E só agora estamos nos aproximando de um anúncio público impressionante. Em 1º de janeiro de 1925, Hubble foi isolado no Monte Wilson, e Russell leu seu trabalho revolucionário sobre a existência de outras galáxias na frente de uma multidão entusiasmada. O Hubble ganhou parte do prêmio de melhor trabalho. Ela completou o grande debate e muito mais. Ela aumentou drasticamente o tamanho do famoso universo em 100.000 vezes. Ela preparou o terreno para a abertura de um universo em expansão e, como conseqüência, o Big Bang original (que já foi sugerido pelas velocidades registradas por Slifer). Se é possível marcar qualquer data como o aniversário da cosmologia moderna, então é ela.

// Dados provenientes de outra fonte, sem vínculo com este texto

PR #595, opened 2025-01-16
Adding an option to disable instance discovery in AcquirePoPTokenConfidential

bganapa:
In autonomous (completely disconnected) environments to disable authority validation and instance discovery, msal provides an option with WithInstanceDiscovery(false) in the client creation.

Curiosamente, foi Shapley, e não Hubble, quem sugeriu que os astrônomos adaptassem sua nomenclatura a uma nova realidade e chamassem os sistemas estelares externos de "galáxias". Hubble ainda usava visões conservadoras do mundo, que ele refutou. Naturalmente, ele também preferia discordar de quaisquer idéias apresentadas por seu rival, Shapley. Portanto, Edwin Hubble, um homem que provou que a Via Láctea é apenas uma das inúmeras galáxias, não parou de chamar esses objetos de "nebulosas extra-galácticas".

Observando as flutuações cíclicas no brilho das Cefeidas em Andrômeda, Hubble expandiu as possibilidades da mente humana de outra maneira. Ele nos aliviou da preocupação de que as estrelas que estão extremamente distantes de nós possam se comportar de maneira diferente daquelas em nosso bairro. Agora que os cientistas podiam pesquisar estrelas em outras galáxias, podiam determinar a constância do universo no espaço e no tempo.

De acordo com estimativas modernas, a galáxia de Andrômeda está a 2,5 milhões de anos-luz de nós, ou seja, a luz que vemos começou em 2,5 milhões de anos atrás. Acontece que vemos as estrelas desta galáxia não apenas distantes por 2,5 milhões de anos-luz, mas também vivendo em 2,5 milhões de anos no passado. No entanto, eles se parecem com as estrelas mais próximas de nós. E quando Edwin Hubble e outros astrônomos olharam ainda mais longe, acrescentaram cada vez mais evidências de uniformidade espacial e temporal. No espaço e em todos os tempos, os átomos parecem emitir a mesma luz, e estrelas variáveis ​​obedecem às mesmas leis físicas.

Essa constância da natureza convenceu a busca de um conjunto de regras operando em todo o cosmos. Ou, como diria Albert Einstein, mostrou que Deus não muda as regras do cosmos. Foi um presente de aniversário muito bom para a mente humana.